Yeah, thanks, Chris. Yeah, let me maybe give some more color on the decision around VersiPD, because we feel very, very strongly about this, and hence the reason why we've acted on this decision so quickly. We've taken a look at our entire portfolio, and obviously we are a global company. And when we looked at VersiPD, it was much more of a regional play. And we have another offering in development called Safe Sleep Harmony, and that is a global offering. So we've discontinued the regional one, if you will, to really focus on the global one. And, you know, we feel that Safe Sleep has a much more competitive profile for PD than what the CPD has had. So sometimes you just have to make these tough decisions, and I think it's given the clarity to the organization, and we move on. You know, your question on excess mortality is a good one and one that we've asked ourselves many times, right? As we normalize coming out of COVID, do we see a point where the overall mortality number is less than the previous historic excess mortality number? We haven't seen that yet. Obviously, every quarter that goes by, we start to see it. But you're absolutely right. We do see you know, better trends in Europe than maybe the U.S. And I think we reported that at CMD as well.
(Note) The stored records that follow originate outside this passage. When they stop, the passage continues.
PR #435, opened 2019-08-21
Patch manylinux2010 auditwheel repair so libtensorflow is not copied

### LINKED ISSUE #119: Make whls manylinux2010 compatible

seanpmorgan:
Copying @yongtang 's patch https://github.com/tensorflow/io/commit/02dcf4a . Pure wizardry :smile: 

Closes #119

### DIFF
--- a/tools/ci_build/builds/wheel_verify.sh
+++ b/tools/ci_build/builds/wheel_verify.sh
@@ -19,9 +19,8 @@ set -e
 if [[ $(uname) == "Darwin" ]]; then
     CMD="delocate-wheel -w wheelhouse"
 else
-    LD_PATH="$(cat .bazelrc | grep TF_SHARED_LIBRARY_DIR | sed 's/"//g' | awk -F'=' '{print $2}')"
-    export LD_LIBRARY_PATH=$LD_LIBRARY_PATH:$LD_PATH
-    CMD="auditwheel repair --plat manylinux2010_x86_64"
+    pip3 install auditwheel==2.0.0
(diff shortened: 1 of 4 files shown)


tools/ci_build/builds/wheel_verify.sh
```diff
@@ -19,9 +19,8 @@ set -e
 if [[ $(uname) == "Darwin" ]]; then
     CMD="delocate-wheel -w wheelhouse"
 else
-    LD_PATH="$(cat .bazelrc | grep TF_SHARED_LIBRARY_DIR | sed 's/"//g' | awk -F'=' '{print $2}')"
-    export LD_LIBRARY_PATH=$LD_LIBRARY_PATH:$LD_PATH
-    CMD="auditwheel repair --plat manylinux2010_x86_64"
+    pip3 install auditwheel==2.0.0
```
facaiy: Can we use pip here?

seanpmorgan: So auditwheel==1.5.0 (too old for manylinux2010) is by default installed on py36. I've added a new commit to specifically update the py36 version.

Also the patch will only get called once now instead of each time auditwheel is ran.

We'll see how that plays out in the U.S. over time. It'll be what it'll be, but I think it'll be an interesting dynamic, you know, after all the unfortunate lives that we have lost over the last three years.

speaker
Christoph Gretler
Analyst at CF Questions

Okay. Thank you. I appreciate the comment.

speaker
Helen Gieser
CEO and Chair of the Management Board and Acting CFO

Thank you.

speaker
Timo
Chorus call operator

The next question is from the line of Zesky, who is now with HSBC.

speaker
Zesky
Analyst at HSBC

Hi. Thanks for taking my questions. I hope you can hear me well. We have heard that labor market is easing, but at the same time, you still have the higher year-on-year growth. Is there any hopes whatsoever that there might be another provider relief fund or something similar? And my second question relates to I know you looked closely into the product portfolio, and what kind of other write-offs, discontinuations can we expect, and can you maybe provide more color on the potential volume impact that might come from that?

speaker
Helen Gieser
CEO and Chair of the Management Board and Acting CFO

Yeah, thanks, Jessica, for your question. We're not anticipating any PRF or any government funding for this year. That was clearly stated in our guidance assumptions. You know, our hope and anticipation now is that, you know, the increased cost base gets reflected in the reimbursement rate increase prospectively here. So, you know, no anticipation of anything there, or funding or discussions, quite honestly. You know, on the portfolio, as I mentioned, you know, when I was going through, you know, kind of the different buckets, obviously this is an R&D program that we have discontinued, but we feel better programming development that replaces that, so there's no volume implications. And then I think, you know, anything else that we would do, I think, you know, anything that we're looking at would be quite small and smaller in nature and don't anticipate, hard to anticipate what the volume impact could be for something smaller there.

speaker
Zesky
Analyst at HSBC

Thanks very much.

speaker
Timo
Chorus call operator

Thank you. There are no further questions at this time, and I hand back to Dominique for closing comments.

speaker
Dominic
Head of Investor Relations

So, no questions. Thank you very much for the participation, the lively discussion. And with that, we would close the call now. And we look forward to seeing you over the next couple of weeks on the road or virtually. So, thank you for participating.

speaker
Helen Gieser
CEO and Chair of the Management Board and Acting CFO

Thank you all. Thank you for your continued support. Take care.

speaker
Timo
Chorus call operator

Ladies and gentlemen, the conference is now concluded and you may disconnect your telephone. Thank you for joining. Have a pleasant day. Goodbye.